Records drawn from a dataset:
──────

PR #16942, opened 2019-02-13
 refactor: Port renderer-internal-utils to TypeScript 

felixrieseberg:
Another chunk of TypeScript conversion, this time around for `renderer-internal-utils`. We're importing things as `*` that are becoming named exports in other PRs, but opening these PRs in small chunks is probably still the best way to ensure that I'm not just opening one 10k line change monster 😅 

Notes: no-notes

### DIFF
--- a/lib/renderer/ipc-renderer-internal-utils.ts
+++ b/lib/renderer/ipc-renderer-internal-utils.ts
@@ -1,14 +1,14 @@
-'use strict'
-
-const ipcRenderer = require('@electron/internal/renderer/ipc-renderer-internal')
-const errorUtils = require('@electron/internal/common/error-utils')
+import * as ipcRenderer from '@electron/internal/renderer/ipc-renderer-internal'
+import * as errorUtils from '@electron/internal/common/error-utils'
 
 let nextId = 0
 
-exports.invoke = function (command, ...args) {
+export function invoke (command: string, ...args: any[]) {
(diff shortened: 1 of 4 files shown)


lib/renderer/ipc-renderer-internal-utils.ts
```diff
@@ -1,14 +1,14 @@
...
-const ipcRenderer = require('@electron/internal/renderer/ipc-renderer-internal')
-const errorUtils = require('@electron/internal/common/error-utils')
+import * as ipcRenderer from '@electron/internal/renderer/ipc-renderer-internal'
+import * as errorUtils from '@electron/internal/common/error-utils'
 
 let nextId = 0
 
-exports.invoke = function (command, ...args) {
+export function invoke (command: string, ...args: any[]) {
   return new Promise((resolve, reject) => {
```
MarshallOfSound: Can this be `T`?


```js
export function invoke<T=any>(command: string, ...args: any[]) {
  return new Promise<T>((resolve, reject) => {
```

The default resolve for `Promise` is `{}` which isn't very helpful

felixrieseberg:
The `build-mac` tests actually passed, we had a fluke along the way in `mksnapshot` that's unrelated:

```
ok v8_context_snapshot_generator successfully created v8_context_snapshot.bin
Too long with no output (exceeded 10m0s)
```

──────

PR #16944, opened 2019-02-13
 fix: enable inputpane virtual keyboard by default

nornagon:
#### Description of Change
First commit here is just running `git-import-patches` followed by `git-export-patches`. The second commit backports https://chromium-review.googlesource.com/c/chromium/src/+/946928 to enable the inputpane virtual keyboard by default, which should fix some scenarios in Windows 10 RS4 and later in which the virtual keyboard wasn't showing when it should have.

──────

Instructions for the task
Show every line in the entries above that contains the string "this".

Your response
Another chunk of TypeScript conversion, this time around for `renderer-internal-utils`. We're importing things as `*` that are becoming named exports in other PRs, but opening these PRs in small chunks is probably still the best way to ensure that I'm not just opening one 10k line change monster 😅 
MarshallOfSound: Can this be `T`?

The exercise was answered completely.